# [Data extracts]
- - -

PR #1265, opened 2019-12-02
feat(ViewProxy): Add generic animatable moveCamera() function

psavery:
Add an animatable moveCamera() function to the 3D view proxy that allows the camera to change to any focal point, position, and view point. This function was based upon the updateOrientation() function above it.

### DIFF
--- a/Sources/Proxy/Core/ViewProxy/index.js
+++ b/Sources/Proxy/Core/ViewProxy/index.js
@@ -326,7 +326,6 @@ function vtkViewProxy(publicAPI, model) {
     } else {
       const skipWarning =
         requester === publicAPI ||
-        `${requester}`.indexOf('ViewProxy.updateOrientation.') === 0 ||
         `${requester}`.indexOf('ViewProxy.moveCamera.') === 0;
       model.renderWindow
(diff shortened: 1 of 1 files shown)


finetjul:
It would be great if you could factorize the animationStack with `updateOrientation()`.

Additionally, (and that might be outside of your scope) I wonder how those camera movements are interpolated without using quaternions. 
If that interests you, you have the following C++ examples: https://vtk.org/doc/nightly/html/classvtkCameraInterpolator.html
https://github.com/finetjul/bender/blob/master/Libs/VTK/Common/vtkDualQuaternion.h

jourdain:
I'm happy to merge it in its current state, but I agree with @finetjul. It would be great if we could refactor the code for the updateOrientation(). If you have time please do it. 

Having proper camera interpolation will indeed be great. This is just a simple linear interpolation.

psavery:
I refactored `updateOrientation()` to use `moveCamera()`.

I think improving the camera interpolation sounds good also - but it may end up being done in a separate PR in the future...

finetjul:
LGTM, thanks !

- - -

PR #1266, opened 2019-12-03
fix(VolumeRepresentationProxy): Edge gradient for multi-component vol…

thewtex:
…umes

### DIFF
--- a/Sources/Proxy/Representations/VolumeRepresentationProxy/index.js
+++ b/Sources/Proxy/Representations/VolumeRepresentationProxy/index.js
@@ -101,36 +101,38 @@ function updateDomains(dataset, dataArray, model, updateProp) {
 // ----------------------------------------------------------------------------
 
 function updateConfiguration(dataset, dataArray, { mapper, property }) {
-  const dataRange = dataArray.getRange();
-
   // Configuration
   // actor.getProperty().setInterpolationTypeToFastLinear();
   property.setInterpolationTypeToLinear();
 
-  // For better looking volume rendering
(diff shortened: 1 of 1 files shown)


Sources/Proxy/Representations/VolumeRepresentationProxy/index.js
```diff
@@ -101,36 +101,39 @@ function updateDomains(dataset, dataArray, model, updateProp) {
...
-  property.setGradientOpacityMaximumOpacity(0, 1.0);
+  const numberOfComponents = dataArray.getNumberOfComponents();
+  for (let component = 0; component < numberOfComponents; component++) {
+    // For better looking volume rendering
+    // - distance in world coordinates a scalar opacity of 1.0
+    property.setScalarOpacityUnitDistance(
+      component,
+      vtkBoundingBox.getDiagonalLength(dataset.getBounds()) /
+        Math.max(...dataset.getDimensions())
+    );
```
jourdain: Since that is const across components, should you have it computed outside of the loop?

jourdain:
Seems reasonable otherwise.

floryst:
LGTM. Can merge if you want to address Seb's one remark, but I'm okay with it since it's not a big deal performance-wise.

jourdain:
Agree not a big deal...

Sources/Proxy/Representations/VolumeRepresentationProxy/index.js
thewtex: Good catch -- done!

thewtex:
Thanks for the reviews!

- - -

# [Task details]
Among the records, find all lines that include the string "indexOf" and return them.

# [Solution to the exercise]
-        `${requester}`.indexOf('ViewProxy.updateOrientation.') === 0 ||
         `${requester}`.indexOf('ViewProxy.moveCamera.') === 0;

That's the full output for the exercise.